- **Exercise requirements**: Search the records below for the string "running" and copy each line where it turns up.

════════════════

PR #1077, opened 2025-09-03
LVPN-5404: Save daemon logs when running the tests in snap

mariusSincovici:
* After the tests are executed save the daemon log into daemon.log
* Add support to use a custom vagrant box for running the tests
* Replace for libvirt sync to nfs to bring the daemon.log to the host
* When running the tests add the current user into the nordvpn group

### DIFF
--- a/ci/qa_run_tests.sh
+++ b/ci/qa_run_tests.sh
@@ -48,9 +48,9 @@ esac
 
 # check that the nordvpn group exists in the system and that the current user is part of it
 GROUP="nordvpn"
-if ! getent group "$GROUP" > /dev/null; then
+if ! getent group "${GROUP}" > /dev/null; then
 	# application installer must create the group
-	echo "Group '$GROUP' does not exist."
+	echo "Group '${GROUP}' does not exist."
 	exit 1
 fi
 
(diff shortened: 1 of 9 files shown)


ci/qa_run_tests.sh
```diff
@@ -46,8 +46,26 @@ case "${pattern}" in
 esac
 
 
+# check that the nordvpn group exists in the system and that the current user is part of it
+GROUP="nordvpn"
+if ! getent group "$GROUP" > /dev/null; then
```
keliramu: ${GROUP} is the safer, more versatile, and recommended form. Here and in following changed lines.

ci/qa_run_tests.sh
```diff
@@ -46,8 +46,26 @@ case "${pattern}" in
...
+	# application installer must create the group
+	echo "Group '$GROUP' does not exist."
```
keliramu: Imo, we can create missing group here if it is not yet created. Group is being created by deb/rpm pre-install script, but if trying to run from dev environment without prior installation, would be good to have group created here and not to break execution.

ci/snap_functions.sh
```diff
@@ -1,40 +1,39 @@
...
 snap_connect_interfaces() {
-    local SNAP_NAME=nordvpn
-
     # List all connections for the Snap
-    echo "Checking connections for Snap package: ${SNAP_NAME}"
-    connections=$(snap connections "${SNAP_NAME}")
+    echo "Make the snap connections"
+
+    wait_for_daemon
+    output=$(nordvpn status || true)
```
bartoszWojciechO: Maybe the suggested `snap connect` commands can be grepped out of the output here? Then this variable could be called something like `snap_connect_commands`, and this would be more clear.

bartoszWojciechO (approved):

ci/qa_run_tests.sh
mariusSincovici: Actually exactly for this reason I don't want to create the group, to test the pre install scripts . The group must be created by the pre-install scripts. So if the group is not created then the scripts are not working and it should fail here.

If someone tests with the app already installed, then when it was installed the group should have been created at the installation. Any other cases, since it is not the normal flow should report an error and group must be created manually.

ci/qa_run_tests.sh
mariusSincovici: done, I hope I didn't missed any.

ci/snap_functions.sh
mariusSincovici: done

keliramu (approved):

════════════════

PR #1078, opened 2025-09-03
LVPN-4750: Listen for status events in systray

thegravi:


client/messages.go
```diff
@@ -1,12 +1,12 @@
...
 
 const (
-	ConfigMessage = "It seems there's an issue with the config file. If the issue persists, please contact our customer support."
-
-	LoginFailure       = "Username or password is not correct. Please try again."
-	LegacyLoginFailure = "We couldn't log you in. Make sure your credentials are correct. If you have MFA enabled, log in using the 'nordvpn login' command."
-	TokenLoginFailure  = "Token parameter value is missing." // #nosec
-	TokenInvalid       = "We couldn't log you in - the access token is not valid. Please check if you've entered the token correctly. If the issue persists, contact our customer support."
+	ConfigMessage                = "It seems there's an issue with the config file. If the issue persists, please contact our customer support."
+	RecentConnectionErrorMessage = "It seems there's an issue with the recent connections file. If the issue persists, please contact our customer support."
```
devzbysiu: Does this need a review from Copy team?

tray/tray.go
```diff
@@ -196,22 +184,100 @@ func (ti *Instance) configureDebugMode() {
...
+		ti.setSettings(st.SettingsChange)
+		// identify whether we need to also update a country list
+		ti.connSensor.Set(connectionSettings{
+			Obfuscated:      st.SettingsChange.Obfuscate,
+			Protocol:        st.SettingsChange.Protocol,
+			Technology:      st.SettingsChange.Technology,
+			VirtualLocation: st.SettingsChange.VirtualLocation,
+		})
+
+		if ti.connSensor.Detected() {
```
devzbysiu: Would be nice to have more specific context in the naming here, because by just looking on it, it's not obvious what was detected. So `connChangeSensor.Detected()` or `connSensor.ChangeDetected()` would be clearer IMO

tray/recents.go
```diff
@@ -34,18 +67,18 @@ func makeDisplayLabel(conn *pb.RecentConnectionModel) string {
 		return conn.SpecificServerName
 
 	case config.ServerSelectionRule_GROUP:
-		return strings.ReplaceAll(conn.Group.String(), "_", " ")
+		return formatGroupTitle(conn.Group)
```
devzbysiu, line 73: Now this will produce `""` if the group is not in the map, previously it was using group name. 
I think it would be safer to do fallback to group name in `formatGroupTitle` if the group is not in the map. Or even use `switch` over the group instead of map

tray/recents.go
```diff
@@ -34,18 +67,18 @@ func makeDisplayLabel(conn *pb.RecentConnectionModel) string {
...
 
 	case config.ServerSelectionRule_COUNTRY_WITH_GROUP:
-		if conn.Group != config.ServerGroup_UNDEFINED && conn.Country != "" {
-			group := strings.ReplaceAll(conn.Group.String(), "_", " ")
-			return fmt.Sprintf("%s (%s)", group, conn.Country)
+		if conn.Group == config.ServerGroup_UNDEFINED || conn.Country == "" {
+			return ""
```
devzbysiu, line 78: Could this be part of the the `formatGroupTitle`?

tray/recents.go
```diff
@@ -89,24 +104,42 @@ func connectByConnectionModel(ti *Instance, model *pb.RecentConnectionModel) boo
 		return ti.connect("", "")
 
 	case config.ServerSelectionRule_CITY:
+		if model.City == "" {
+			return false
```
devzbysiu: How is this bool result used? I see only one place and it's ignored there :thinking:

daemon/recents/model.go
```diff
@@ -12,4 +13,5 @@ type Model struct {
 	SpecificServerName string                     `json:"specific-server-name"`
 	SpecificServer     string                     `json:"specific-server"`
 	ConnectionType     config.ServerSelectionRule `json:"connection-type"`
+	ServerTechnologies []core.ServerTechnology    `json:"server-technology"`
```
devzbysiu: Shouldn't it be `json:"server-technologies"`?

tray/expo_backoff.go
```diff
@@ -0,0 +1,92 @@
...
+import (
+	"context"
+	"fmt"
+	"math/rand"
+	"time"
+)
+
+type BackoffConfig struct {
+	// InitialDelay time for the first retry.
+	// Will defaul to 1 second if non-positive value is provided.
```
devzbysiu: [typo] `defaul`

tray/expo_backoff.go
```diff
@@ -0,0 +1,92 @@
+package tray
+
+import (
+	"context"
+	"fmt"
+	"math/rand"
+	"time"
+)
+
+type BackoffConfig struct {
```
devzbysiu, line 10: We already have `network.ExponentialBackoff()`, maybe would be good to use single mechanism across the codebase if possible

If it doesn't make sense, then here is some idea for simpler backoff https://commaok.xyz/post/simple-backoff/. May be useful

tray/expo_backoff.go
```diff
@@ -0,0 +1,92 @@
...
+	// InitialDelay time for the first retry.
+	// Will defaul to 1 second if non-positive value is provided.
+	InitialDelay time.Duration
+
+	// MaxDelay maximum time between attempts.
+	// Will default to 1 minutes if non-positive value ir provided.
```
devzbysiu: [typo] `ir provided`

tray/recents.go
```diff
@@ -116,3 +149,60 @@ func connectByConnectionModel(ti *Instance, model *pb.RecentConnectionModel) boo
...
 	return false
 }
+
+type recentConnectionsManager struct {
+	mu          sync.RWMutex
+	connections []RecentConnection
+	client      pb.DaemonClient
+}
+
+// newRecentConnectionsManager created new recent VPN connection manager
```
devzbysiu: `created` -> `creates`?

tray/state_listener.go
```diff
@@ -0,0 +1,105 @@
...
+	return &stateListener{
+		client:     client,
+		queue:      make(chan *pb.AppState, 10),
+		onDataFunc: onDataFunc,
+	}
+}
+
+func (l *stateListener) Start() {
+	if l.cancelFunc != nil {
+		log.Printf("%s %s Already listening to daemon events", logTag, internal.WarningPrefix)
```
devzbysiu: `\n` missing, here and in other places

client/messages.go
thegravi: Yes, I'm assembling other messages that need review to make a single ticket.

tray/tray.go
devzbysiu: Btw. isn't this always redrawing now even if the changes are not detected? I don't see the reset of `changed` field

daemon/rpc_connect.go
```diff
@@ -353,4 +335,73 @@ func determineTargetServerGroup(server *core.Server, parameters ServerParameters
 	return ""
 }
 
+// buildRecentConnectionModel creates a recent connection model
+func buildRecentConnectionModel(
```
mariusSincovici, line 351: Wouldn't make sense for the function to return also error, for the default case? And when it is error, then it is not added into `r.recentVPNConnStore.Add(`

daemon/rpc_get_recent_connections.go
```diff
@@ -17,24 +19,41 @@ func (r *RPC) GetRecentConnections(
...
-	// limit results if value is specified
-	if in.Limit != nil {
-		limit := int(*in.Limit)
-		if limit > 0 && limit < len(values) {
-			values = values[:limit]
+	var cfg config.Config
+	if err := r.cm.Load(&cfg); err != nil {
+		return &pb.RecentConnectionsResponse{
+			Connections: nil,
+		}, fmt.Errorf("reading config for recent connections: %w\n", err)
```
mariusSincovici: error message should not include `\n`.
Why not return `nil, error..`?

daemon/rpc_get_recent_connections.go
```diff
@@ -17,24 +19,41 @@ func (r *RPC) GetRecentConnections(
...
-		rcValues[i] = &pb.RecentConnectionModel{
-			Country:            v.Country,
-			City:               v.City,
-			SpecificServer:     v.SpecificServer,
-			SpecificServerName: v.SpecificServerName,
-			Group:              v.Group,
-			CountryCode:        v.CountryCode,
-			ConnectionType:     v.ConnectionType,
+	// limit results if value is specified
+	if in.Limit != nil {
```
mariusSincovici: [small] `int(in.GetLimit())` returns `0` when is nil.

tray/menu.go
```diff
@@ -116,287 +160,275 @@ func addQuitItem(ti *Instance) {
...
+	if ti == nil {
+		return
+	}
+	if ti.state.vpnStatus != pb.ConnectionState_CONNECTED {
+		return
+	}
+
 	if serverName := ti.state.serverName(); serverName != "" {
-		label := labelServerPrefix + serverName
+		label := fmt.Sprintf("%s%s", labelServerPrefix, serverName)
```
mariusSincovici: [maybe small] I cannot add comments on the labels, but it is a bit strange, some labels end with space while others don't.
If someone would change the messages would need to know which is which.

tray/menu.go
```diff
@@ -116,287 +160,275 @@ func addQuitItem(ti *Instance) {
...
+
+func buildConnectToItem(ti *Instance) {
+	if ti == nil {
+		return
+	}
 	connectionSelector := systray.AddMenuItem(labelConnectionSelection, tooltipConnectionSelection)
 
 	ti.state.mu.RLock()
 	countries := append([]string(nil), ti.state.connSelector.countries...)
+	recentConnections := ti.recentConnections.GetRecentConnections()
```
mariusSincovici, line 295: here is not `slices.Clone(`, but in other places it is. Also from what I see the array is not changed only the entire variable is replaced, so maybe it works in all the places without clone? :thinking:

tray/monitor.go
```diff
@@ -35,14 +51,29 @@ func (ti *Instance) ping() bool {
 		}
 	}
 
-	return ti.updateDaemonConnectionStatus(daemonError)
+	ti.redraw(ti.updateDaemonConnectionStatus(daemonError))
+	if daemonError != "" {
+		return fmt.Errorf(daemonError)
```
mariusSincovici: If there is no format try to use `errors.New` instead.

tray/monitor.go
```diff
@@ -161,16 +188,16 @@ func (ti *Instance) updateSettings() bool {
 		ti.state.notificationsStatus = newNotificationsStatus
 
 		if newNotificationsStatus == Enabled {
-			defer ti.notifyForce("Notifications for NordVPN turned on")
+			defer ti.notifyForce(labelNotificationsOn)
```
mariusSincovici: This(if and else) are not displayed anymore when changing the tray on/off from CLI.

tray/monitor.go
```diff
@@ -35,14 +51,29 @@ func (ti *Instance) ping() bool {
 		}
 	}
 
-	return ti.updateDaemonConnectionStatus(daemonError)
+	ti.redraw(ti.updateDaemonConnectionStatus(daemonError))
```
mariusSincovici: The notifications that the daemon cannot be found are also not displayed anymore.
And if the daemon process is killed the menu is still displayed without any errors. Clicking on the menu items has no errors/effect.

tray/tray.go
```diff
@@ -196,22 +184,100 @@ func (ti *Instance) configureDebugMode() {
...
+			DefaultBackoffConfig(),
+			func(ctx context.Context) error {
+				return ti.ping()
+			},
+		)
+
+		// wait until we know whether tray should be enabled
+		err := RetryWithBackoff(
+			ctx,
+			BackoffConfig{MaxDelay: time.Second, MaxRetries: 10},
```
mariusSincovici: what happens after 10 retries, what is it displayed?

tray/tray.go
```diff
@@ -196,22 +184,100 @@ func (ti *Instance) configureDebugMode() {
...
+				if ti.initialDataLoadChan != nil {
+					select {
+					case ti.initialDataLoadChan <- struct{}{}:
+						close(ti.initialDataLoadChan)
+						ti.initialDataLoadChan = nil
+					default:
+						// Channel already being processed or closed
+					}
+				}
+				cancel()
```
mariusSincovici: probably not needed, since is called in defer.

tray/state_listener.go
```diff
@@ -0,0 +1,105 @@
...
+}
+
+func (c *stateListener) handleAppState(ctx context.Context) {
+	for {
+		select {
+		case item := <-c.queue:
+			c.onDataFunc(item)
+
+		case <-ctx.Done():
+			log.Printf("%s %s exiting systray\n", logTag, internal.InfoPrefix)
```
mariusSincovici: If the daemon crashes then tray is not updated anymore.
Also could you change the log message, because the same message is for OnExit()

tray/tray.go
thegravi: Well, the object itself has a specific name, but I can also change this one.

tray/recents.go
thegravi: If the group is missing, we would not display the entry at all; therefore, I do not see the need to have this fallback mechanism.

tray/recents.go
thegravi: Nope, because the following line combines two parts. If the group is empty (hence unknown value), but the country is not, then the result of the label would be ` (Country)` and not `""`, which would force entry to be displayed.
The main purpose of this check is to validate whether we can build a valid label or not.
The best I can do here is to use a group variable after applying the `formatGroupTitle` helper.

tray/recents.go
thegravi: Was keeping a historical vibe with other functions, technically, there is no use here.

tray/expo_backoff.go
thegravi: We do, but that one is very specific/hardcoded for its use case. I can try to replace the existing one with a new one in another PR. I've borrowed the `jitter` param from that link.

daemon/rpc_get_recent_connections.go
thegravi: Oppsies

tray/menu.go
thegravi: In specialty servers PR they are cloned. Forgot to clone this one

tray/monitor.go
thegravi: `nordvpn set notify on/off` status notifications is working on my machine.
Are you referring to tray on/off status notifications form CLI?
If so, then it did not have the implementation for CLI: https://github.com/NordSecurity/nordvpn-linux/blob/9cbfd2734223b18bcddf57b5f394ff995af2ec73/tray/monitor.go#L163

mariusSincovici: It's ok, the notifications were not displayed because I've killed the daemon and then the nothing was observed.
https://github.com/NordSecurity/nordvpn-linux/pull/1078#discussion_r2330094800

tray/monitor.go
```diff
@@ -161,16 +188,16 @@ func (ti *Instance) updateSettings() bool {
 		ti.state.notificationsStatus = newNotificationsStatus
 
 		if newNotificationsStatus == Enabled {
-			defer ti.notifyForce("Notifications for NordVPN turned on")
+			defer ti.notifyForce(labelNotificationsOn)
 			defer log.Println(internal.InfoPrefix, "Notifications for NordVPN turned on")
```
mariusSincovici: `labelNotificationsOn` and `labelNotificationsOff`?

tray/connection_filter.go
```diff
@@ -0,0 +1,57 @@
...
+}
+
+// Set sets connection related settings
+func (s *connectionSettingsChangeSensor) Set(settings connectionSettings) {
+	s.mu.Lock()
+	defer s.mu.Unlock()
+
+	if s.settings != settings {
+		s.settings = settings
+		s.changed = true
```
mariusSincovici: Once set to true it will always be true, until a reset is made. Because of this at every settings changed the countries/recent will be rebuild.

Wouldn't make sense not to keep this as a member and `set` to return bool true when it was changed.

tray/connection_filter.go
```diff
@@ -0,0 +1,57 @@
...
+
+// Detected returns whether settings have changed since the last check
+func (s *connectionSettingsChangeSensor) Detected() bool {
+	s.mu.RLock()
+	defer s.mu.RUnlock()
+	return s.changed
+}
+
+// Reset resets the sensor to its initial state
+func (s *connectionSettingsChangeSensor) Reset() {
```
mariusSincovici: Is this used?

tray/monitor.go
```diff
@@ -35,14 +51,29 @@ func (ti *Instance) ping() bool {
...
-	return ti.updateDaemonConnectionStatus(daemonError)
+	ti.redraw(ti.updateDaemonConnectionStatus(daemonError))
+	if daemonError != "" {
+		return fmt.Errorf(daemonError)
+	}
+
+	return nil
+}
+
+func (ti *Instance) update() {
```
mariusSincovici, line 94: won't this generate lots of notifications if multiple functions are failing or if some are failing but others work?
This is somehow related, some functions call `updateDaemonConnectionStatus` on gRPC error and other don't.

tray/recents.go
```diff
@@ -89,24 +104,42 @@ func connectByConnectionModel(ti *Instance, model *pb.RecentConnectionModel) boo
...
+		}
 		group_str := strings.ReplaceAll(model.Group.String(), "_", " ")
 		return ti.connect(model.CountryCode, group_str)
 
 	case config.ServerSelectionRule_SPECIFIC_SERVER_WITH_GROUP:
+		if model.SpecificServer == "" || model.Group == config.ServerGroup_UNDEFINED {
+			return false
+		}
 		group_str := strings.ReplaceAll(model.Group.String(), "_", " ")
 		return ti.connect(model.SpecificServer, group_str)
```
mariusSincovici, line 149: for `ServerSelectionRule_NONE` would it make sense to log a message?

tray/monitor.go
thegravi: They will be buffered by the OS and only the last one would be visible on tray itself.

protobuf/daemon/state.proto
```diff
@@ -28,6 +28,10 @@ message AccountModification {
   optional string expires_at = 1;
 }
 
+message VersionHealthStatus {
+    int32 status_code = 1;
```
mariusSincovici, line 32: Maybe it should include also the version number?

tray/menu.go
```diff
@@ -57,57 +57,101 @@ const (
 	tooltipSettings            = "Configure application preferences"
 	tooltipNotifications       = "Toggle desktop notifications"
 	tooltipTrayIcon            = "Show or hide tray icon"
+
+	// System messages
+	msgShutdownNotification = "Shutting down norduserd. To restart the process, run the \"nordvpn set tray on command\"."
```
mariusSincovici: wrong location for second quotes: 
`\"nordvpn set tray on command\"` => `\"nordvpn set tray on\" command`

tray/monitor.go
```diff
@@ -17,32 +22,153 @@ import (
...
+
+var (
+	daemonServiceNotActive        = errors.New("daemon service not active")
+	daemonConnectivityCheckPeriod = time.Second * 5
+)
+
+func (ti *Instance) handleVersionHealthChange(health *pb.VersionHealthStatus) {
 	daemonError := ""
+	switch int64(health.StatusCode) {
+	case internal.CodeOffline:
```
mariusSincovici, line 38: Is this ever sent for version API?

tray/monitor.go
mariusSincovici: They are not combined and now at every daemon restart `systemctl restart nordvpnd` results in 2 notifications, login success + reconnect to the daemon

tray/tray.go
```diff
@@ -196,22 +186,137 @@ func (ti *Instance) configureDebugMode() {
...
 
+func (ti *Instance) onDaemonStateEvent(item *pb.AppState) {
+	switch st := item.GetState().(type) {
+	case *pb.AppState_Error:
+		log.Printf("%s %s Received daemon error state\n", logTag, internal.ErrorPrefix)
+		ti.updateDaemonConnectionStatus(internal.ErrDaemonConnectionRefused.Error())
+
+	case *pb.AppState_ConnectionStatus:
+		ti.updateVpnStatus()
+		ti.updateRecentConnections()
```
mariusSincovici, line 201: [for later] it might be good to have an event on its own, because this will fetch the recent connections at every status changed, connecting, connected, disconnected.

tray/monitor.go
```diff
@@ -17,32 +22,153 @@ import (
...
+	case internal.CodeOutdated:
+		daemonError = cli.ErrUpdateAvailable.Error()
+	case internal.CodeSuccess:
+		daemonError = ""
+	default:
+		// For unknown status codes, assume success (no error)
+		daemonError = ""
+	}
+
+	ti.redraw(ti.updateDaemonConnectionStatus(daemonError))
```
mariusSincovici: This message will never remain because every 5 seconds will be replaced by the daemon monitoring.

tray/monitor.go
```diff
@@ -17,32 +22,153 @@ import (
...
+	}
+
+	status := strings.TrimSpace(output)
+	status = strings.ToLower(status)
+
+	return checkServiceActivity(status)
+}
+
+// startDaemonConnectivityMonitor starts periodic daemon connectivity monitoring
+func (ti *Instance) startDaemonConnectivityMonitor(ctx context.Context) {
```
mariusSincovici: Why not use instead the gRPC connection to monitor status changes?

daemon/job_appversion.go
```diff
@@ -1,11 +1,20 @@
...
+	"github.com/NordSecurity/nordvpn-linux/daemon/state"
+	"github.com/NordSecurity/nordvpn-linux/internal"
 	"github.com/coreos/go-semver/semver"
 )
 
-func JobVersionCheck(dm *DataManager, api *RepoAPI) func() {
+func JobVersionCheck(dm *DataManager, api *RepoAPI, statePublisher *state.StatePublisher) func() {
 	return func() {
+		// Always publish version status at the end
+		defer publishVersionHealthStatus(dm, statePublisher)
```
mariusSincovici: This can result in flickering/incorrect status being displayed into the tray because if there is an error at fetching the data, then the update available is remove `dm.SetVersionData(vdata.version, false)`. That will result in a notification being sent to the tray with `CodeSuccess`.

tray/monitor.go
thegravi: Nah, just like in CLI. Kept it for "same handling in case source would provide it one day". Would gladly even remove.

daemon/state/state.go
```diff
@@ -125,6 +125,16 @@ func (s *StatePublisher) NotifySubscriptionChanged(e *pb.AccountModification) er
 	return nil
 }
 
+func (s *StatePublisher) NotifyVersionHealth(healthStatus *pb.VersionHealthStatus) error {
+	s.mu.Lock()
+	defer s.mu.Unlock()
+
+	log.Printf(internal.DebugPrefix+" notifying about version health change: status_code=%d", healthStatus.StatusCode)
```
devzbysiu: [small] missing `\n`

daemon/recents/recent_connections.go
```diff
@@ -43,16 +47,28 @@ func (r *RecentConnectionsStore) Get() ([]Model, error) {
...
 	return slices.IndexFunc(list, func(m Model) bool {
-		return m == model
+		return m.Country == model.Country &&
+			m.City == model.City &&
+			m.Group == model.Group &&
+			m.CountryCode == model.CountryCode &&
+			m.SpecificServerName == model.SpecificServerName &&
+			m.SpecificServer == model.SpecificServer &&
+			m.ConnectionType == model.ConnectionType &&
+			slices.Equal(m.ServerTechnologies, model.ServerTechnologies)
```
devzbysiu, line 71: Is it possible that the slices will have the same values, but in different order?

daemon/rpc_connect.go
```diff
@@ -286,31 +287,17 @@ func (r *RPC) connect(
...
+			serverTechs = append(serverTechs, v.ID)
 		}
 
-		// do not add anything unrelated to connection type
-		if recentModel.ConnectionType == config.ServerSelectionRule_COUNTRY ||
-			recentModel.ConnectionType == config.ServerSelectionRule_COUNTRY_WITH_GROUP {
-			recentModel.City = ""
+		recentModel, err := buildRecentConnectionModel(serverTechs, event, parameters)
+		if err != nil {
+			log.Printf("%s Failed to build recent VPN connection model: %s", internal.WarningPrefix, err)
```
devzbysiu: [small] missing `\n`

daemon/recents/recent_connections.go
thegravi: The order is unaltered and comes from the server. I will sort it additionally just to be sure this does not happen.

════════════════

- **Expected answer**:
LVPN-5404: Save daemon logs when running the tests in snap
* Add support to use a custom vagrant box for running the tests
* When running the tests add the current user into the nordvpn group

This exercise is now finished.